Large-scale simulation of the visual cortex
Group leader: Prof. Dr. Markus Diesmann
In this project, we develop and simulate a spiking neural network model of multiple interacting areas of macaque visual cortex, connected in a layer-specific fashion. The model is implemented in NEST, and adapts and extends a local cortical microcircuit model developed by Dr. Tobias Potjans. This work contributes to BrainScaleS, a European FP7 project focused on understanding brain processing at multiple spatial and temporal scales.
This project addresses several issues:
1. In local cortical models, a large percentage of synapses remains unaccounted for. By including both local and remote connections, our model accounts for most synapses impinging on the neurons considered. It thus provides a more detailed and self-consistent description of the processes underlying the cortical dynamics.

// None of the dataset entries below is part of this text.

PR #8529, opened 2023-01-20
Don't bail if the cluster deployment ID of the cluster doesn't match

chainlink:
Completely [ripping out](https://github.com/pachyderm/pachyderm/pull/8527/files) cluster deployment ID is hard and potentially contentious. What we can do instead is just remove the check which errors out the client if the cluster deployment ID's don't match.


jrockway (approved):
This will be nice.  I think we should delete the entire block starting at line 642, though we can't remove the deployment id field entirely (because it will break parsing of existing configs, which isn't worth it).

chainlink:
I think we still need to save it for now for some enterprise context stuff.

PR #8533, opened 2023-01-23
helm: proxy: allow values.yaml to declare the proxy service external traffic policy

jrockway:
We have to default to `""` because this field cannot exist on non-NodePort/LoadBalancer services.

This is tracked in CORE-1473.


BOsterbuhr (approved):
LGTM

PR #8534, opened 2023-01-23
catch failed login attempts

djanicekpach:
[CORE-1422 ](https://pachyderm.atlassian.net/browse/CORE-1422)

This does not fix the test flake, however it should prevent the token timeout error from swallowing login failures. This will hopefully give us some better insight into what is actually failing in the deploy tests.


acohen4 (approved):
LGTM!

PR #8535, opened 2023-01-24
CORE-961 Don't print warning about default login config when a real ID provider is configured for helm deployment

zmajeed:
fixed by setting new `oidc.hasRealIDP` field in `_helpers.tpl` - then checking it in `NOTES.txt` before printing the warning


etc/helm/pachyderm/templates/_helpers.tpl
```diff
@@ -163,6 +163,16 @@ http://localhost:30658
 {{- end }}
 {{- end }}
 
+{{- define "oidc.hasRealIDP" -}}
+{{- if .Values.oidc.upstreamIDPs -}}
+true
+{{- else if .Values.oidc.mockIDP -}}
```
acohen4, line 169: simplify to `else false`?

zmajeed: it's redundant but I wanted to call out `mockIDP` - I'll remove it if you prefer

etc/helm/pachyderm/templates/NOTES.txt
```diff
@@ -10,8 +10,10 @@ pachctl config set active-context local
 pachctl port-forward
 {{- end -}}
 
-{{ if and (.Values.oidc.mockIDP) (.Values.pachd.enterpriseLicenseKey) (.Values.pachd.activateAuth) }}
+{{ if not (include "oidc.hasRealIDP" .) }}
```
acohen4, line 13: I think this would be simpler if we don't add `oidc.hasRealIDP` and instead include `not .Values.oidc.upstreamIDPs`  here.

zmajeed: Yeah - that's simpler and makes the relationship between real and mock IDPs clear

acohen4 (approved):
LGTM!

zmajeed:
amd64 deploy tests failed twice - specifically TestUpgradeLoad/UpgradeFrom_2.3.9 - circleci dashboard shows this test failing on many branches - master, acohen4/projects-migrate-tracker, rau/core-1476-address-getlogsloki-project-todo

PR #3099, opened 2024-11-07
Fix trunk build

aneshlya:
1. Replace getPointerTo with PointerType::get
2. Update lit tests


tests/lit-tests/2954.ispc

2. The model includes millions of neurons and billions of synapses. Simulating systems of such scale requires massively parallel computation, for which we are uniquely positioned with access to the JUQUEEN and K supercomputers. In collaboration with the NEST Initiative, the project enhances knowledge on the efficient implementation of such large-scale models in terms of speed and memory consumption.
3. Besides implementation on supercomputers, versions of the model are being ported to neuromorphic and other dedicated hardware that is developed by collaborating groups as a major component of the BrainScaleS project. To this end, the local model has been reimplemented in the simulator-independent language PyNN. This part of the project contributes to expertise on dedicated hardware systems for neural network simulation.